Could you return every line of the records below that contains the word "change"?

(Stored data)
------------

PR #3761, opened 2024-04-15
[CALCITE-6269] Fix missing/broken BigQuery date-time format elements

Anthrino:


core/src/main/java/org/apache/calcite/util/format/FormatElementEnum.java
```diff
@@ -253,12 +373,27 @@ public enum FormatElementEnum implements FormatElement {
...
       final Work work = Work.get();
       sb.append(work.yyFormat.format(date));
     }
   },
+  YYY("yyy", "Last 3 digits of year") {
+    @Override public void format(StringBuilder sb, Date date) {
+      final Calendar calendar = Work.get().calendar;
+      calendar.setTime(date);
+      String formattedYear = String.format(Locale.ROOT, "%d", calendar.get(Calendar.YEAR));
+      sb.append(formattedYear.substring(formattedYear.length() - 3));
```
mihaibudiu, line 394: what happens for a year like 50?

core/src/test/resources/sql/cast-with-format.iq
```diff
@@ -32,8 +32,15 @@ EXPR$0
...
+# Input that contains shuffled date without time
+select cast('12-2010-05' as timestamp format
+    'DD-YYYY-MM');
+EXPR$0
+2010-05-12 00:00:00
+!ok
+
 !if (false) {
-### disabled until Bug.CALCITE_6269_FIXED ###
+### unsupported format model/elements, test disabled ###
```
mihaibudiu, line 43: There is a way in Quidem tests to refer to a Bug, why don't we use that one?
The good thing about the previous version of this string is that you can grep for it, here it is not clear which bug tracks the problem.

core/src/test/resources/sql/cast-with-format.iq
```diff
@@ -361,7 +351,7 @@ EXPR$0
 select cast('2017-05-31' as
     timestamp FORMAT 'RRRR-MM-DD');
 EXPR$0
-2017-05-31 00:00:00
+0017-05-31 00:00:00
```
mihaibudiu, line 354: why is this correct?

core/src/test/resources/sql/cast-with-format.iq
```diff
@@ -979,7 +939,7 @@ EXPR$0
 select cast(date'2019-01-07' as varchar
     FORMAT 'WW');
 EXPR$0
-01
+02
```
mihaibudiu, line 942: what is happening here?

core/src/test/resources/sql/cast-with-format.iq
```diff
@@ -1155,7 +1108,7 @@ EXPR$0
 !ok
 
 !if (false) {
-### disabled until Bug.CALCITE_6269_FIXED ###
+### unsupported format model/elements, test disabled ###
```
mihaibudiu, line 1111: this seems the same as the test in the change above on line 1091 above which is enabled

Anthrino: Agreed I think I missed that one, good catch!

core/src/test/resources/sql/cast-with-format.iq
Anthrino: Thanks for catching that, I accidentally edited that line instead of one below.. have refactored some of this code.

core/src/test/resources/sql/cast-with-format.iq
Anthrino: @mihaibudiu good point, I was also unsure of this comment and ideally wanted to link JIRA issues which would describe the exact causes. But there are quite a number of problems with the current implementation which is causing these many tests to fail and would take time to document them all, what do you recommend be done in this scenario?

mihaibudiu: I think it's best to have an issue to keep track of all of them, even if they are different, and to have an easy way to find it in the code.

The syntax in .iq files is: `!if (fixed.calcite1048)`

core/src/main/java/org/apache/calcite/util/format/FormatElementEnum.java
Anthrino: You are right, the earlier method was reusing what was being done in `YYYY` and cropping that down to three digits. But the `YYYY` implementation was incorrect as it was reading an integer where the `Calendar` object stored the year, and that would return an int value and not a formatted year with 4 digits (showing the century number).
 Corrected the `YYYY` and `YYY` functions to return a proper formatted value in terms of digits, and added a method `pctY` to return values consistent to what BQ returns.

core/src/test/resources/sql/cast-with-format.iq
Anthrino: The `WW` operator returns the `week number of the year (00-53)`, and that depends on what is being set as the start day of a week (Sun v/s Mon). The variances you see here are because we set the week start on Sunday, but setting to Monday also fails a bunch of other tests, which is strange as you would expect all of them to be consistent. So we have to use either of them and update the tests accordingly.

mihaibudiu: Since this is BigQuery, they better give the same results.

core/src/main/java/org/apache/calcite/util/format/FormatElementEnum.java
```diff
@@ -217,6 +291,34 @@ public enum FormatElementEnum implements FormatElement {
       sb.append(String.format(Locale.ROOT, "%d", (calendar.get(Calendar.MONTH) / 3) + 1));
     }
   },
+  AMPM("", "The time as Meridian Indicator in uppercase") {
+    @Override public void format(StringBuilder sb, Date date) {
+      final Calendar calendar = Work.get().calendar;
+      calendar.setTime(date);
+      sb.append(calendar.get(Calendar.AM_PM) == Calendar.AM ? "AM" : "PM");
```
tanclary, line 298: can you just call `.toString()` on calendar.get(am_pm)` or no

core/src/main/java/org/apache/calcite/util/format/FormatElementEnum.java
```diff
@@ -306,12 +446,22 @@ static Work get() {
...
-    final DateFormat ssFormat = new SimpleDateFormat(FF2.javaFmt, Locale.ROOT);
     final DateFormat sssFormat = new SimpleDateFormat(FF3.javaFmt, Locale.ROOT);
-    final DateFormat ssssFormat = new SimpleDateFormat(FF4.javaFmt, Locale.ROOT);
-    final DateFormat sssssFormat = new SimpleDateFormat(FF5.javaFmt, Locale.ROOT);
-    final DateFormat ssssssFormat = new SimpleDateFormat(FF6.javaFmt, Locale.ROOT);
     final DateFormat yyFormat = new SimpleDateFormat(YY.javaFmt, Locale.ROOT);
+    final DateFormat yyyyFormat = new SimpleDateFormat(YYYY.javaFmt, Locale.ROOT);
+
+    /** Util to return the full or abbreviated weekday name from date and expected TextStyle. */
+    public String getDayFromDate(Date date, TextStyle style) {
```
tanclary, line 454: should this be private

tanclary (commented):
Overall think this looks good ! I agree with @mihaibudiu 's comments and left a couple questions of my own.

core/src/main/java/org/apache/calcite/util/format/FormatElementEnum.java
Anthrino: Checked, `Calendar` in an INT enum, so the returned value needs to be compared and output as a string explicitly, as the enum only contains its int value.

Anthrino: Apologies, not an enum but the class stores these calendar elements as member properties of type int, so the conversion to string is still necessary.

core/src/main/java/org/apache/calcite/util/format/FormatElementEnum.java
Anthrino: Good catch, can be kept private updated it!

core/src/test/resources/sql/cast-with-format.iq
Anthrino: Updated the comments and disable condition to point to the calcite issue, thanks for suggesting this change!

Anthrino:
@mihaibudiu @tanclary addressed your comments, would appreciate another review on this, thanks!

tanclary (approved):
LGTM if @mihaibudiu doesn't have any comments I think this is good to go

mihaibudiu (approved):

------------

## Answer section
mihaibudiu, line 1111: this seems the same as the test in the change above on line 1091 above which is enabled
Anthrino: Updated the comments and disable condition to point to the calcite issue, thanks for suggesting this change!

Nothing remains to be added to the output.